Write out only the final part of the records below. It begins with the line that contains "Fix bug 971878" and ends with the last line.

[Data extracted from a collection]
======

PR #417, opened 2014-04-17
Fix bug 971878 - Add Preset Makerstrap templates

mlveis:
Added a button named "New from template" and when the user selects it, it links to a bunch of makerstrap templates.


sedge:
This is no longer in scope for thimble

======

EXPECTED OUTPUT
Fix bug 971878 - Add Preset Makerstrap templates

mlveis:
Added a button named "New from template" and when the user selects it, it links to a bunch of makerstrap templates.


sedge:
This is no longer in scope for thimble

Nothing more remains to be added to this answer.